(Saved data entries)
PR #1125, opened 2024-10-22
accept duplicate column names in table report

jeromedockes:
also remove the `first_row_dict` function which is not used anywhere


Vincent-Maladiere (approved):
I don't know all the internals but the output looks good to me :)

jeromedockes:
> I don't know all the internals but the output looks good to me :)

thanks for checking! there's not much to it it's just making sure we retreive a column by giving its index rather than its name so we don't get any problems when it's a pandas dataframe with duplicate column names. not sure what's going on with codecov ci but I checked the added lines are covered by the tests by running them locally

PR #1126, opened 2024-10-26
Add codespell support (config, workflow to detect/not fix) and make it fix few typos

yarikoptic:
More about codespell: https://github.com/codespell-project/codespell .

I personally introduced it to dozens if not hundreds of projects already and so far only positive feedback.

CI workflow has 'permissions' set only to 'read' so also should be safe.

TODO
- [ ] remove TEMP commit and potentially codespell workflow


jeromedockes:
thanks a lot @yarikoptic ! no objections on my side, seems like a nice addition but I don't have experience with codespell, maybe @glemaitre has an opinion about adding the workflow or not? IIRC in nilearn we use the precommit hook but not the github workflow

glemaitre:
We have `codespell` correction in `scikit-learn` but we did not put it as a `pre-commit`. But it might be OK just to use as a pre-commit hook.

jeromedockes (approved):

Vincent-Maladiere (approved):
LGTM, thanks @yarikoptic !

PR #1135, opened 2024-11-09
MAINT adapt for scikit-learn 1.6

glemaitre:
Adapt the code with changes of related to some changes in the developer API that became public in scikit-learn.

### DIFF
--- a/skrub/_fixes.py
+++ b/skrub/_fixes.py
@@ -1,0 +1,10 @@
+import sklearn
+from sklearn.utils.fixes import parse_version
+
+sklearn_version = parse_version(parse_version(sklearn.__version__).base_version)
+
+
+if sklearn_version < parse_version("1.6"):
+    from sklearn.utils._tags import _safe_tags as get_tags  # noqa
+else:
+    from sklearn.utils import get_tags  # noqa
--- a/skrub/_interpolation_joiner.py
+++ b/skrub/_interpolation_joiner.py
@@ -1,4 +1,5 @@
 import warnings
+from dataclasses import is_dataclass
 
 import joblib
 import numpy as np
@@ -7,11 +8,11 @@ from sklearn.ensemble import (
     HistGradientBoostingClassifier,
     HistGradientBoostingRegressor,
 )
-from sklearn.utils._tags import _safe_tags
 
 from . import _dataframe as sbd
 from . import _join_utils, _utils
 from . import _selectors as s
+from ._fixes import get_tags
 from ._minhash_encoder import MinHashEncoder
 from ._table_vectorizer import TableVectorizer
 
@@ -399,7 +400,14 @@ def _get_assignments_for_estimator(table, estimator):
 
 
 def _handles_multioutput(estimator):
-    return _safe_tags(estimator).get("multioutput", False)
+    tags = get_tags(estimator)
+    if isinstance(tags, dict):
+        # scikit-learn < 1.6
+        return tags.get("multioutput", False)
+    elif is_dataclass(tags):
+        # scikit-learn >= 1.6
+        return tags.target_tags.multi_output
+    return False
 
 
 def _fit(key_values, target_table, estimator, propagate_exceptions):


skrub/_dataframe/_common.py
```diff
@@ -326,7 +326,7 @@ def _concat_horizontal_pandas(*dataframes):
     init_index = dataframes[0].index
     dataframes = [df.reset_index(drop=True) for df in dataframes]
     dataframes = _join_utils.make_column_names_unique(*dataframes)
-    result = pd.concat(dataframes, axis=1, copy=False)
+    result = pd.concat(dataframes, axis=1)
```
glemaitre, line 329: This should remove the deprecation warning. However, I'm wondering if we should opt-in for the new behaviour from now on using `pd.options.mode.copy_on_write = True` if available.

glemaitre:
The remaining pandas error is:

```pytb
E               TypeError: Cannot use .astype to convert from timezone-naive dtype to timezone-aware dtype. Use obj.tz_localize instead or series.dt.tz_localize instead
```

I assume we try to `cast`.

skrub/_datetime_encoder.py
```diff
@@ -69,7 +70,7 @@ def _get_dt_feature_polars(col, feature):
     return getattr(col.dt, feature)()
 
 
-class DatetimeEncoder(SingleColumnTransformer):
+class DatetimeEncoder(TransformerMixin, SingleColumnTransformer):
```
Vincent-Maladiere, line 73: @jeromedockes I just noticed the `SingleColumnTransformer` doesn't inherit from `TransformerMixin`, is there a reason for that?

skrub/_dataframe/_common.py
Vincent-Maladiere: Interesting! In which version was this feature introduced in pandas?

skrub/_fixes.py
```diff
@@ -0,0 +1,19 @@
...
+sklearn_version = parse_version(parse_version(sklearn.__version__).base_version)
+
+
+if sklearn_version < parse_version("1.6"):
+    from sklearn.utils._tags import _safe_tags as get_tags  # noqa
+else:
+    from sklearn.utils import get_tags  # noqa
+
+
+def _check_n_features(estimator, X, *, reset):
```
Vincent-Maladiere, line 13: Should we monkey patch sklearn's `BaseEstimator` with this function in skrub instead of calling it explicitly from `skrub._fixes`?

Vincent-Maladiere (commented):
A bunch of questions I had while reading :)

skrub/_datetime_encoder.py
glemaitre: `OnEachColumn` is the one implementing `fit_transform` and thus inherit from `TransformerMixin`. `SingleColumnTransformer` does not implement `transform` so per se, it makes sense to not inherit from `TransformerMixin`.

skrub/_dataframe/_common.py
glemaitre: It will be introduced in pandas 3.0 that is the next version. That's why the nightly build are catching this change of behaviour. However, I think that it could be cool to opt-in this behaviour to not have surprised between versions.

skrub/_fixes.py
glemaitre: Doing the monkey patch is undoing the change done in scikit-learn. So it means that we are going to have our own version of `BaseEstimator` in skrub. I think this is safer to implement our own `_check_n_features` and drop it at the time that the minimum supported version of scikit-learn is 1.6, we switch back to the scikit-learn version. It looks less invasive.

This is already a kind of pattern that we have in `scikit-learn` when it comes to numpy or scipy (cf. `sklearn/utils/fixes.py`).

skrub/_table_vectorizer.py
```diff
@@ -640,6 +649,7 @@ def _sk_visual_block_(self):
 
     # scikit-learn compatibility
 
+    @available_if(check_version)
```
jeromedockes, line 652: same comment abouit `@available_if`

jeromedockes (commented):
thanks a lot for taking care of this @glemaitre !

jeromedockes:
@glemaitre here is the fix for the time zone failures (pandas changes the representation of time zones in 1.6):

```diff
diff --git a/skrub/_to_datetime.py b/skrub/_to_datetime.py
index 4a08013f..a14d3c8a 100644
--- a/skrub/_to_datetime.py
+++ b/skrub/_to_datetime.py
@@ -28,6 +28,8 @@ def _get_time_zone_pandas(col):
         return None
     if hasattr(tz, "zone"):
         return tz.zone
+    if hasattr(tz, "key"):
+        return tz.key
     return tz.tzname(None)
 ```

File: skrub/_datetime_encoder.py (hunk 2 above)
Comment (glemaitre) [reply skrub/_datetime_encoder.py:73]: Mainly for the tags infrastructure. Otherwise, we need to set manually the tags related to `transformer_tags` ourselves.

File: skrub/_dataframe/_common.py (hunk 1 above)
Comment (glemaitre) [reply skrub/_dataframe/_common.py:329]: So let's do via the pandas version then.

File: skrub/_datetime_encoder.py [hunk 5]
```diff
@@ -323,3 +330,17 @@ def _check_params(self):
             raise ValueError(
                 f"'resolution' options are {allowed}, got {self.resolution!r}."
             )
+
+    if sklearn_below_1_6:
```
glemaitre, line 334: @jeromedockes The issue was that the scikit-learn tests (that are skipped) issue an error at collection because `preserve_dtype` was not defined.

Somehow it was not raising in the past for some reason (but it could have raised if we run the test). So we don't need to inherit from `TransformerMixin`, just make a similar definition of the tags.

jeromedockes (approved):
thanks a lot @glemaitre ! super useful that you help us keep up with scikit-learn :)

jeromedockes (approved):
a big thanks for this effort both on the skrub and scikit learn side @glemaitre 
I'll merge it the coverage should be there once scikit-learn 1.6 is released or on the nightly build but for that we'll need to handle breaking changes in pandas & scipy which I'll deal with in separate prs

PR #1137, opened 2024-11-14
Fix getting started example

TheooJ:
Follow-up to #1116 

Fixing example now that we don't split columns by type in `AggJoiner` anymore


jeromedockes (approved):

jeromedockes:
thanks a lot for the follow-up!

==

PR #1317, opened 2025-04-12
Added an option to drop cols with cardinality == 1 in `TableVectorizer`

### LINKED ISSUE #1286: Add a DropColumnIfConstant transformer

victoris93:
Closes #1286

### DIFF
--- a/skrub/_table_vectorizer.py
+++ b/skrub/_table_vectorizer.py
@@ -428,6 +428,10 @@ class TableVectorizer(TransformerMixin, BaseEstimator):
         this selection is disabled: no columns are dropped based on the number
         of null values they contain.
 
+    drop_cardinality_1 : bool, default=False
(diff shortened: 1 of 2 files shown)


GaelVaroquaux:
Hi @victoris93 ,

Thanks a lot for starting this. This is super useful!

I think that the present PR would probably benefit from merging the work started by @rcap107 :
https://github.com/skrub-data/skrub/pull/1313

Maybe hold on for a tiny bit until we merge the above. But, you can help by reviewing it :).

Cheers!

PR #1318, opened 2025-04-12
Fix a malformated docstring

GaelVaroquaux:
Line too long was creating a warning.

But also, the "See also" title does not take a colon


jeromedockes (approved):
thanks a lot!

● Exercise instructions
Match on "which": copy every line in the records that has it.

● Problem solution
also remove the `first_row_dict` function which is not used anywhere
Vincent-Maladiere: Interesting! In which version was this feature introduced in pandas?
I'll merge it the coverage should be there once scikit-learn 1.6 is released or on the nightly build but for that we'll need to handle breaking changes in pandas & scipy which I'll deal with in separate prs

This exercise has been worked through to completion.